Dataset items:

Issue #641, opened 2016-11-20
💫 Indic language tokenizers (Hindi, etc)


honnibal:
I think there are now quite a lot of Indian users of spaCy. Let's get started on the tokenizers :).

Hindi is whitespace-delimited, right? The docs for adding tokenizers can be found here: https://spacy.io/docs/usage/customizing-tokenizer

souravsingh:
@honnibal I would like to work on adding the Hindi tokenizers

kaustubhn:
Hi I have started working on a Indian language model for Marathi.
Things I have:
1. A corpus of news articles gathered from news sites size. 3 GB
2. Basic understanding of Natural language processing and Machine Learning

Things required to implement a language in Spacy.
1. Word Frequencies
2. Brown Clusters
3. Word Vectors
4. Stop Words List

Things I have done below things so far.
1. Brown Clusters

I am working towards getting the remaining things.

I wanted to know a few things.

What the task requires: When a line in the data contains "tokenizers", return it as written.

Result of this task:
💫 Indic language tokenizers (Hindi, etc)
I think there are now quite a lot of Indian users of spaCy. Let's get started on the tokenizers :).
Hindi is whitespace-delimited, right? The docs for adding tokenizers can be found here: https://spacy.io/docs/usage/customizing-tokenizer
@honnibal I would like to work on adding the Hindi tokenizers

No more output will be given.